The reported blocks 0 needs additional 2537 blocks to reach the threshold 0.9990 of total blocks 2540.
The minimum number of live datanodes is not required. Safe mode will be turned off automatically once the thresholds have been reached.
org.apache.hadoop.hdfs.server.namenode.FSNamesystem: Starting services required for standby state
org.apache.hadoop.hdfs.server.namenode.ha.EditLogTailer: Will roll logs on active node every 120 seconds.
org.apache.hadoop.hdfs.server.namenode.ha.StandbyCheckpointer: Starting standby checkpoint thread...
Checkpointing active NN to possible NNs: [http://<hostname1>:<port>]
Serving checkpoints at http://<hostname2>:<port>
org.apache.hadoop.hdfs.server.namenode.ha.EditLogTailer: Triggering log roll on remote NameNode
org.apache.hadoop.ipc.Client: Retrying connect to server: <hostname1>/<ip1>:<port>
- Turn safemode off on active nn(nn2 in this case)

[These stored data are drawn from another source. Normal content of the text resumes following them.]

PR #380, opened 2024-05-30
Add configurable icon sets

alexkalderimis:
# Summary

This introduces the concept of 'icon sets', and the ability to specify
individual icons.

In addition to the default icon set (nerd-fonts), a new base set is
added: `emoji`, which uses widely supported emoji.

This was tested manually using the following configuration:

```yaml
theme:
  icon-set: emoji
```

When run like this, instead of nerd-font icons, standard emoji will be used
instead.

## Images/Videos

Screenshot 2024-05-30 at 7 46 25 PM


config/parser.go
```diff
@@ -10,6 +10,7 @@ import (
 
 	"github.com/charmbracelet/lipgloss"
 	"github.com/go-playground/validator/v10"
+	emoji "github.com/kyokomi/emoji/v2"
```
alexkalderimis, line 13: This was added to allow users to refer to emoji by name

PR #393, opened 2024-06-17
Issue 392

### LINKED ISSUE #392: [BUG] Publish version/release on pkg.go.dev
I'm trying to package `gh-dash` for OpenBSD to import it in the official ports tree.

The port infrastructure on OpenBSD for Go projects needs to get version/infos from pkg.go.dev => get `MOD_NAME` and latest published version `MOD_VERSION`.

On pkg.go.dev, these infos are not up to date => https://pkg.go.dev/github.com/dlvhdr/gh-dash
```bash
$ go list -m github.com/dlvhdr/gh-dash@latest
github.com/dlvhdr/gh-dash v1.2.3
```

Please could you published the latest version v4.1.2 on pkg.go.dev and for each future release ?

Omnikron13:
# Summary
Added a very large number of '/v4' tokens to import strings, which I belive is the only important thing to actually have proxies pull the correct latest version and therefor automatically resolve #392 on the proxy's side?


dlvhdr (approved):
thank you!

$ hdfs dfsadmin -safemode leave
safemode: Call From <hostname2>/<IP2> to <hostname1>:<port> failed on connection exception: java.net.ConnectException: Connection refused; For more details see: http://wiki.apache.org/hadoop/ConnectionRefused
- Wait until safemode is turned off:
$ hdfs dfsadmin -safemode get
safemode: Call From <hostname2>/<IP2> to <hostname1>:<port> failed on connection exception: java.net.ConnectException: Connection refused; For more details see: http://wiki.apache.org/hadoop/ConnectionRefused
I expect the safemode to be turned off on nn2, and getting exception for nn1 as it is not running, but this is not happening. I do not see anything in the logs after this point other than it trying to connect to <hostname1>/<IP1>:<port>
After step 8, I start standby namenode and issue hdfs namenode -bootstrapStandby
and restart both namenodes and finalize the upgrade.
I've tested these upgrade steps atleast 20-25 times, But this time I'm stuck at step 7.
Since nn2(hostname2) was the active namenode before upgrade, I expect it to come up and be the active namenode again(and turn safemode off), but that is not happening in this case. I could not find anything related to it, can someone please help with this?